| Assignment |
In the records below, some lines contain the word "that". Copy each of them.

BEGIN Dataset excerpts

PR #953, opened 2023-09-28
fix(finalizer): Handle 1:many withdrawal:calldata

pxrl:
The previous change to the finalizer incorrectly assumed that there would be a 1:1 relationship between a txn and a withdrawal or proof. This is incorrect on Polygon, where 2 txns are needed to finalize a single withdrawal.

This change seems like a manageable way of establishing a 1:many relationship between withdrawal/proof logging and the necessary transaction(s), without imposing any changes on the underlying chain adapters. Ultimately it would be nice to backport this into the adapters themselves, but that's invasive and it's not worth prioritising now.

### DIFF
--- a/src/finalizer/index.ts
+++ b/src/finalizer/index.ts
@@ -114,6 +114,10 @@ export async function finalize(
       message: `Found ${_withdrawals.length} ${network} withdrawals for finalization.`,
     });
 
+    if (_withdrawals.length === 0) {
+      continue;
+    }
+
     if (![1, 2].includes(txns.length / _withdrawals.length)) {
       logger.warn({
         at: "finalize",
--- a/src/finalizer/index.ts
+++ b/src/finalizer/index.ts
@@ -32,7 +32,7 @@ import { ChainFinalizer, Withdrawal as _Withdrawal } from "./types";
 
 type TransactionReceipt = providers.TransactionReceipt;
 
-type Withdrawal = _Withdrawal & { calldata: Multicall2Call[] };
+type Withdrawal = _Withdrawal & { txns: Multicall2Call[] };
 
 const { isError, isEthersError } = typeguards;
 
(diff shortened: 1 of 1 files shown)


src/finalizer/index.ts
```diff
@@ -100,75 +102,99 @@ export async function finalize(
...
     );
-    logger.debug({ at: "finalize", message: `Found ${callData.length} ${network} withdrawals for finalization.` });
+    logger.debug({
+      at: "finalize",
+      message: `Found ${_withdrawals.length} ${network} withdrawals for finalization.`,
+    });
 
-    const txns = callData.map((callData, i) => {
-      return { callData, withdrawal: withdrawals[i] };
+    if (![1, 2].includes(txns.length / _withdrawals.length)) {
```
pxrl, line 117: Missing length check prior to this causes divide by 0 when there are no withdrawals to finalise.

src/finalizer/index.ts
```diff
@@ -100,75 +102,103 @@ export async function finalize(
...
+    finalizationsToBatch.push(...withdrawals);
   }
 
   // Ensure each transaction would succeed in isolation.
   const finalizations = await sdkUtils.filterAsync(finalizationsToBatch, async (finalization) => {
+    const { calldata } = finalization;
     try {
-      const { target: to, callData: data } = finalization.callData;
-      await multicall2.provider.estimateGas({ to, data });
+      const txn = await multicall2.populateTransaction.aggregate(calldata);
```
pxrl, line 148: This is broken - @todo fix.

src/finalizer/index.ts
```diff
@@ -100,75 +102,103 @@ export async function finalize(
...
+    // Normalise withdawals, such that 1 withdrawal has an array of calldata (usually only 1 call), but can be more.
+    // @todo: Refactor the underlying adapters so they return in this data structure.
+    const withdrawals: Withdrawal[] = _withdrawals.map((withdrawal) => {
+      return { ...withdrawal, calldata: [] };
     });
 
-    finalizationsToBatch.push(...txns);
+    // Append calldata. If multiple calls are needed per withdrawal (i.e. Polygon),
+    // require that the 2nd batch is appended to the first.
+    txns.forEach((txn, i) => withdrawals[i % withdrawals.length].calldata.push(txn));
```
nicholaspai, line 139: what if a future network uses more than 2 calls?

pxrl: As long as they are returned as batches that are multiples of `withdrawals`, i.e. batch 1, batch 2, batch 3, in the same order, then it should be OK.

ATM it seems unlikely that we'd require _more_ than 2 transactions for a single withdrawal, and the fact that we currently need 2 seems to be exclusively a quirk of Polygon. Ultimately I'd like to go back into each of the adapters so that they enforce the 1:many relationship between withdrawal and multicall transactions, but I don't think that's a priority at the moment.

FWIW, I've been front-running the production finalizer successfully for the past ~24 hours, and it's working as expected.

nicholaspai (approved):

pxrl:
I've run this continuously over the weekend. Aside from a small redis issue (unrelated to this change), the change has worked 100% as intended). Will submit as soon as CI passes.

nicholaspai (approved):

END Dataset excerpts

| Solution to the exercise |
The previous change to the finalizer incorrectly assumed that there would be a 1:1 relationship between a txn and a withdrawal or proof. This is incorrect on Polygon, where 2 txns are needed to finalize a single withdrawal.
This change seems like a manageable way of establishing a 1:many relationship between withdrawal/proof logging and the necessary transaction(s), without imposing any changes on the underlying chain adapters. Ultimately it would be nice to backport this into the adapters themselves, but that's invasive and it's not worth prioritising now.
+    // Normalise withdawals, such that 1 withdrawal has an array of calldata (usually only 1 call), but can be more.
+    // require that the 2nd batch is appended to the first.
pxrl: As long as they are returned as batches that are multiples of `withdrawals`, i.e. batch 1, batch 2, batch 3, in the same order, then it should be OK.
ATM it seems unlikely that we'd require _more_ than 2 transactions for a single withdrawal, and the fact that we currently need 2 seems to be exclusively a quirk of Polygon. Ultimately I'd like to go back into each of the adapters so that they enforce the 1:many relationship between withdrawal and multicall transactions, but I don't think that's a priority at the moment.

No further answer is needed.